Seems like X is (or includes) the ability to think about self-modification: awareness of its own internal details and modelling their possible changes.
Note that without this ability the tool could invent a plan which leads to its own accidental destruction (and possibly not completing the plan), because it does not realize it could be destroyed or damaged.
An agent can also accidentally pursue a plan which leads to its self-destruction. People do it now and then by not modelling the world well enough.
I think of agents having goals and pursuing them by default. I dont see how self reflexive abilities.… ” think about self-modification: awareness of its own internal details and modelling their possible changes.”...add up to goals. It might be intuitive that a self aware entity would want to preserve its existence...but that intuition could be driven by anthropomorphism, (or zoomorphism , or biomorphism)
With self-reflective abilities, the system can also consider paths including self-modification in reaching its goal. Some of those paths may be highly unintuitive for humans, so we wouldn’t notice some possible dangers. Self-modification may also remove some safety mechanisms.
A system that explores many paths can find a solutions humans woudln’t notice. Such “creativity” at object level is relatively harmless. Google Maps may find you a more efficient path to your work than the one you use now, but that’s okay. Maybe the path is wrong for some reasons that Google Maps does not understand (e.g. it leads through a neighborhood with high crime), but at least on general level you understand that such is the risk of following the outputs blindly. However, similar “creativity” at self-modification level can have unexpected serious consequences.
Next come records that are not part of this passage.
PR #221, opened 2022-11-24
Fix benchmarks

wess:
Updates benchmarks to actually work.


bin/tasks/query.php
```diff
@@ -133,23 +134,33 @@
...
 
     // Popular posts
-    $query = ["views.greater(100000)"];
+    $query = ["greaterThan('views', 100000)"];
+
     $results[] = runQuery($query, $database, $limit);
 
     // Fulltext search
-    $query = ["text.search('Alice')"];
+    $query = ["search('text', 'Alice')"];
```
TorstenDittmann, line 163: We can use the Query class here 👍🏻

abnegate (approved):

PR #222, opened 2022-12-12
Feat technical debt

fogelito:
Addresses some technical debt:

- Move ID, Role, Query, Permission to src/Database/Helpers
- Fix DateTime valdiator pattern
- Update getRowLimit to getDocumentSize
- Remove switching on adapter name in tests
- Split up find test
- Update supported DB version on README


src/Database/Adapter/SQLite.php
```diff
@@ -24,7 +24,7 @@
  * 9. MODIFY COLUMN is not supported
  * 10. Can't rename an index directly
  */
-class SQLite extends MySQL
+class SQLite extends MariaDB
```
abnegate, line 27: What's the reasoning for this change?

tests/Database/Base.php
```diff
@@ -32,14 +34,12 @@ abstract static protected function getDatabase(): Database;
      */
     abstract static protected function getAdapterName(): string;
 
-    /**
-     * @return int
-     */
-    abstract static protected function getAdapterRowLimit(): int;
+    static public Validator $dateValidator;
```
abnegate, line 37: We're only using this in one test, let's create one new instance there instead of having the static property

tests/Database/Validator/DateTimeTest.php
```diff
@@ -4,11 +4,16 @@
 
 use Utopia\Database\DateTime;
 use PHPUnit\Framework\TestCase;
+use Utopia\Database\Validator\DatetimeValidator;
+use Utopia\Validator;
 
 class DateTimeTest extends TestCase
 {
+    static public Validator $dateValidator;
```
abnegate, line 12: We're only using this in one test, let's create one new instance there instead of having the static property

abnegate (commented):
Looking great! The find method is SO much better :grin: just a few small comments

src/Database/Adapter/SQLite.php
fogelito: The base Class is MariaDB not MySQL , I asked Eldad about this in the passes he said no reason , he just wants tests to pass.
MySQL extends MariaDB as well.
SQLite should to ?

tests/Database/Base.php
fogelito: cool!

tests/Database/Validator/DateTimeTest.php
fogelito: cool!

src/Database/Adapter/SQLite.php
abnegate: Cool makes sense 👌

abnegate (approved):

eldadfux (approved):

PR #223, opened 2022-12-15
Replaced group by with distinct

vermakhushboo:
After the permission-related changes in the database, the join queries in Appwrite and Utopia have been replaced with subqueries, thus eliminating the need for GROUP BY.

### DIFF
--- a/src/Database/Adapter/MariaDB.php
+++ b/src/Database/Adapter/MariaDB.php
@@ -894,10 +894,9 @@ class MariaDB extends Adapter
         $sqlWhere = !empty($where) ? 'where ' . implode(' AND ', $where) : '';
 
         $sql = "
-            SELECT table_main.*
+            SELECT DISTINCT _uid, table_main.*
             FROM {$this->getSQLTable($name)} as table_main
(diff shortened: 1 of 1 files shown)


src/Database/Adapter/MariaDB.php
```diff
@@ -894,10 +894,9 @@ public function find(string $collection, array $queries = [], int $limit = 25, i
         $sqlWhere = !empty($where) ? 'where ' . implode(' AND ', $where) : '';
 
         $sql = "
-            SELECT table_main.*
+            SELECT DISTINCT _uid, table_main.*
```
fogelito, line 897: We will have in the fetch twice _uid , is this ok with PHP?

“the system can also”, “some of those paths may be”, “may also remove”. Those are some highly conditional statements. Quantify, please, or else this is no different than “the LHC may destroy us all with a mini black hole!”
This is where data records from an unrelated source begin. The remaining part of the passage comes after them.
PR #229, opened 2023-01-24
Add `isNull` and `isNotNull` queries

abnegate:
## What does this PR do?

Add `Query::isNull` and `Query::isNotNull` operators to allow developers to filter documents based on whether specific attributes are or are not null.

## Test Plan

Added tests for new query operators

## Related Issues

https://github.com/appwrite/appwrite/issues/2680

### DIFF
--- a/src/Database/Adapter/MariaDB.php
+++ b/src/Database/Adapter/MariaDB.php
@@ -2,50 +2,17 @@
 
 namespace Utopia\Database\Adapter;
 
-use PDO;
 use Exception;
+use PDO;
 use PDOException;
-use Utopia\Database\Adapter;
 use Utopia\Database\Database;
 use Utopia\Database\Document;
 use Utopia\Database\Exception\Duplicate;
-use Utopia\Database\Helpers\ID;
 use Utopia\Database\Query;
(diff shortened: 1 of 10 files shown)


src/Database/Adapter/MariaDB.php
```diff
@@ -878,11 +878,16 @@ public function find(string $collection, array $queries = [], int $limit = 25, i
             });
 
             $conditions = [];
-            $attributeIndex = 0;
-            foreach ($query->getValues() as $key => $value) {
-                $bindKey = 'key_' . $attributeIndex;
-                $conditions[] = $this->getSQLCondition('table_main.`' . $query->getAttribute() . '`', $query->getMethod(), ':attribute_' . $i . '_' . $key . '_' . $bindKey, $value);
-                $attributeIndex++;
+
+            if (empty($query->getValues())) {
```
fogelito, line 882: Do we want to check here for $query->getMethod() == IsNull or IsNotNull method?

abnegate: Yep better to be explicit, will update :+1:

fogelito (approved):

I’d need to have a specific description of the system, what exactly it can do, and how exactly it can modify itself, to give you a specific example of self-modification that contributes to the specific goal in a perverse way.
I can invent an example, but then you can just say “okay, I wouldn’t use that specific system”.
As an example: Imagine that you have a machine with two modules (whatever they are) called Module-A and Module-B. Module-A is only useful for solving Type-A problems. Module-B is only useful for solving Type-B problems. At this moment, you have a Type-A problem, and you ask the machine to solve it as cheaply as possible. The machine has no Type-B problem at the moment. So the machine decides to sell its Module-B on ebay, because it is not necessary now, and the gained money will reduce the total cost of solving your problem. This is short-sighted, because tomorrow you may need to solve a Type-B problem. But the machine does not predict your future wishes.
But can’t you see, that’s entirely the point!
If you design systems whereby the Scary Idea has no more than a vanishing likelihood of occurring, it no longer becomes an active concern. It’s like saying “bridges won’t survive earthquakes! you are crazy and irresponsible to build a bridge in an area with earthquakes!” And then I design a bridge that can survive earthquakes smaller than magnitude X, where X magnitude earthquakes have a likelihood of occurring less than 1 in 10,000 years, then on top of that throw an extra safety margin of 20% on because we have the extra steel available. Now how crazy and irresponsible is it?
Yeah, and the whole problem is how specifically will you do it.
If I (or anyone else) will give you examples of what could go wrong, of course you can keep answering by “then I obviously wouldn’t use that design”. But at the end of the day, if you are going to build an AI, you have to make some design—just refusing designs given by other people will not do the job.
There are plenty of perfectly good designs out there, e.g. CogPrime + GOLUM. You could be calculating probabilistic risk based on these designs, rather than fear mongering based on a naïve Bayes net optimizer.